America’s Top Anti-War Think Tank Is Fracturing Over Ukraine. That’s the headline on a piece that appeared in Mother Jones on Friday, and it’s a somewhat hyperbolic rendering of the actual underlying story. Here’s the story:
Within the space of two weeks, two people at the Quincy Institute for Responsible Statecraft resigned over disagreements with others at the think tank about the Ukraine war. One was a board member and one was a non-resident fellow. That’s two people out of 13 board members and 37 non-resident fellows (not to mention a bunch of staffers). If this is a fracture, it’s a hairline fracture.
Still, it’s a valuable fracture, because it illuminates what may be the biggest single challenge to people in the “restrainer” coalition that Quincy embodies—the left-right coalition of people who think America’s foreign policy has for decades been too militaristic (lacking in “restraint”) and should be fundamentally reoriented.
And that biggest single challenge to the restrainer coalition is… the human mind! Human beings have mental tendencies that sometimes make it hard for restrainers to get a fair hearing. These tendencies—which include deep intuitions about blame and responsibility that can lead to misunderstandings about what some restrainers are saying—seem to be part of human nature, built pretty deeply into our brains.
Consider the brain of Joseph Cirincione, the Quincy non-resident fellow whose resignation on Thursday prompted the Mother Jones story. (Disclosure: I’ve known Joe for more than a decade and consider him a friend.
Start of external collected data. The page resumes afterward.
PR #122, opened 2022-05-31
rad-issue: Close and re-open issues

sebastinez:
This PR adds the following commands and functionalities

## commands:
- `rad issue state <id> [--close | --open] [--solved]`

Allows the user to change the state of an issue from `open` to `closed, give a `CloseReason` by using the `--solved` flag, and re-open the issue if necessary.

### DIFF
--- a/common/src/cobs/issue.rs
+++ b/common/src/cobs/issue.rs
@@ -61,6 +61,15 @@ pub enum State {
     Closed { reason: CloseReason },
 }
 
+impl State {
+    fn lifecycle_message(self) -> String {
+        match self {
+            State::Open => "Open issue".to_owned(),
+            State::Closed { .. } => "Close issue".to_owned(),
+        }
+    }
+}
+
 impl From<State> for ScalarValue {
     fn from(state: State) -> Self {
         match state {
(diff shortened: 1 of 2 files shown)


sebastinez:
> Might be simpler if you implemented a `issue::lifecycle` function that took a `issue::State`

Okay, yeah that makes sense

issue/src/lib.rs
```diff
@@ -78,6 +85,13 @@ pub struct Options {
     pub op: Operation,
 }
 
+/// State options.
+#[derive(Debug)]
+pub enum StateOptions {
+    Close,
+    Open,
+}
```
cloudhead, line 93: Why not use the issue::State enum?

issue/src/lib.rs
```diff
@@ -20,6 +20,7 @@ pub const HELP: Help = Help {
 Usage
 
     rad issue new [--title <title>] [--description <text>]
+    rad issue state <id> [--close | --open] [--solved]
```
cloudhead, line 23: I would collapse it and make them states: `[--closed | --open | --solved]`, so there's no need to do `--close --solved`

common/src/cobs/issue.rs
```diff
@@ -472,6 +466,15 @@ mod events {
...
     };
 
+    impl From<State> for String {
+        fn from(state: State) -> Self {
+            match state {
+                State::Open => "Open issue".to_owned(),
+                State::Closed { .. } => "Close issue".to_owned(),
+            }
+        }
+    }
```
cloudhead, line 476: This will apply to *all* conversions from State to String, so it's not what we want. If you want something like this, I'd implement a private function on `State` called `lifecycle_message`

issue/src/lib.rs
```diff
@@ -97,6 +104,19 @@ impl Args for Options {
                 Long("title") if op == Some(OperationName::Create) => {
                     title = Some(parser.value()?.to_string_lossy().into());
                 }
+                Long("close") if op == Some(OperationName::State) => {
```
cloudhead, line 107: Since we're setting the state, we should call this one `"closed"`

issue/src/lib.rs
cloudhead: Doesn't look like this was solved :)

sebastinez: 😓 sorry yeah will add it asap

sebastinez: Ok has been solved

As you’ll see, I’m capable of criticizing friends—and also capable of calling them by their last names, a journalistic convention I’ll stick with in this piece, though it feels awkward.)
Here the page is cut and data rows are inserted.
PR #124, opened 2022-05-31
rad-reward: add error context, move primitives to `common`, add `quickcheck` test

xphoniex:


reward/src/lib.rs
```diff
@@ -192,7 +192,9 @@ pub fn run(options: Options) -> anyhow::Result<()> {
                 Err(_) => return None,
                 Ok(sha1) => sha1,
             };
-            let fp = git::commit_ssh_fingerprint(Path::new("."), &sha1.to_string()).ok()?;
+            let fp = git::commit_ssh_fingerprint(Path::new("."), &sha1.to_string())
+                .map_err(|e| anyhow!("failed to get commit's ssh fingerprint: {}", e))
+                .ok()?;
```
cloudhead, line 198: We should get rid of the `ok()` if we want this error context to actually surface, as this will silence it.

xphoniex: Ah, we actually can't return context info here as we're inside the closure, we need to omit  https://github.com/radicle-dev/radicle-cli/pull/124/commits/67a594e31466ed1a5bbde4a4b9e51f77165aed2c , would that work?

cloudhead: Yeah it's fine.

cloudhead (approved):

PR #127, opened 2022-06-02
Depend on a single tokio feature-set to speed up compilation

adaszko:


Cargo.toml
```diff
@@ -138,7 +137,8 @@ members = [
   "untrack",
   "gov",
   "edit",
-  "reward"
+  "reward",
+  "proof-generator",
```
cloudhead, line 141: Don't want to build this everytime, we aren't using it atm.

cloudhead:
Nice.

cloudhead (approved):

PR #140, opened 2022-06-10
rad-auth: Add warning for when `ssh-agent` is not running

xphoniex:
Running `rad auth` when no ssh-agent exists succeeds and when you run any other `rad` command you'll be asked to re-enter password. This is confusing and a warning would be helpful when running `auth`.

### DIFF
--- a/auth/src/lib.rs
+++ b/auth/src/lib.rs
@@ -266,7 +266,10 @@ pub fn authenticate(
         } else {
             term::success!("Signing key already in ssh-agent");
         }
-    }
+    } else {
+        term::warning("Radicle key won't be added to ssh-agent since it's not running.");
+        term::blank();
+    };
 
     Ok(())
 }


erak:
@cloudhead @xphoniex Shall we re-activate this? I think it's useful :slightly_smiling_face:

xphoniex:
It has saved me a few times tbh, when `rad sync` was not working.

auth/src/lib.rs
```diff
@@ -289,6 +289,8 @@ pub fn authenticate(profiles: &[profile::Profile], options: Options) -> anyhow::
         }
         sock.to_signer(profile)?
     } else {
+        term::warning("Radicle key won't be added to ssh-agent since it's not running. You can run it with `eval $(ssh-agent)`.");
```
cloudhead, line 292: I'm not sure I would include instructions on running ssh-agent, as it might be different based on the OS, eg. I think on macOS you'd use launchd.

xphoniex: it's also terminal-specific as well. e.g. in fish `eval (ssh-agent -c)`.

do you want it entirely omitted? or should I adjust msg per platform? (would be hard to get 100% right)

erak: In order to keep this rather simple, I'd propose to remove the hint entirely and just keep the warning about `ssh-agent` not running.

erak (approved):
LGTM :slightly_smiling_face:

PR #145, opened 2022-06-15
cobs: Add issue and patches count fn

sebastinez:
Signed-off-by: Sebastian Martinez <me@sebastinez.dev>


common/src/cobs/patch.rs
```diff
@@ -476,6 +486,8 @@ pub struct Revision {
     pub merges: Vec<Merge>,
     /// When this revision was created.
     pub timestamp: Timestamp,
+    /// Changeset of this revision.
+    pub changeset: Option<Diff>,
```
cloudhead, line 490: What's going on here? Should this be in another PR? Looks like it's just set to `None`

sebastinez: Yeah seems like the PRs got mixed up, and this leaked into this PR. Will separate it today

cloudhead (approved):

PR #155, opened 2022-06-27
Add release profile to Cargo.toml

xphoniex:
This profile significantly reduces the size of release binaries. As an example `rad-gov` is now only 5.8 MB, down from 20 MB.

We can also use `upx --best --lzma <bin>` and get up to 70% more compression on the binary. Basic testing shows around 200ms added to startup time, which depending on the use case might or might not be worth it.

### DIFF
--- a/Cargo.toml
+++ b/Cargo.toml
@@ -11,6 +11,12 @@ inherits = "dev"
 debug = 0
 incremental = false
 
+[profile.release]
+strip = true
+lto = true
+codegen-units = 1
+panic = "abort"
+
 [features]
 default = ["ethereum"]
 ethereum = ["rad-ens", "rad-account", "rad-help/ethereum", "rad-gov", "rad-reward", "ethers", "futures"]


Cargo.toml
```diff
@@ -11,6 +11,12 @@ inherits = "dev"
 debug = 0
 incremental = false
 
+[profile.release]
```
xphoniex, line 14: Given that the majority of savings comes from `strip`, I decided to leave `opt-level` to the default (which is `3` for release) instead of `"s"` which would've shaved another ~800kb (16%) off `rad-gov`. Thus our binary is still optimized for performance.

cloudhead (dismissed):
:+1:

cloudhead:
Can you include the size gains in the commit message like you shared on discord?

xphoniex:
> Can you include the size efficiency gains in the commit message like you shared on discord?

Added to https://github.com/radicle-dev/radicle-cli/pull/155/commits/61394042ed180bfe161847cf2afee87c0252aa68

cloudhead:
Can you rebase this on master, I fixed the build issue on master.

xphoniex:
> Can you rebase this on master, I fixed the build issue on master.

Done.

Cirincione hasn’t made many public statements about his resignation—just a terse tweet announcing it and several subsequent quotes in Mother Jones or Politico. But even these few statements include a number of characterizations of the views of people at Quincy that seem to me seriously misleading. (I don’t think they were intentionally misleading. That’s another thing about the human brain: It’s good at getting us to misrepresent reality without realizing we’re doing that.)
In his original tweet, Cirincione just said, “I have resigned as a Distinguished Non-Resident Fellow at the Quincy Institute for Responsible Statecraft over the institute’s position on the Ukraine War.” Elaborating on this, he told Mother Jones that Putin’s invasion of Ukraine “is clearly an unprovoked invasion, and somehow Quincy keeps justifying it.”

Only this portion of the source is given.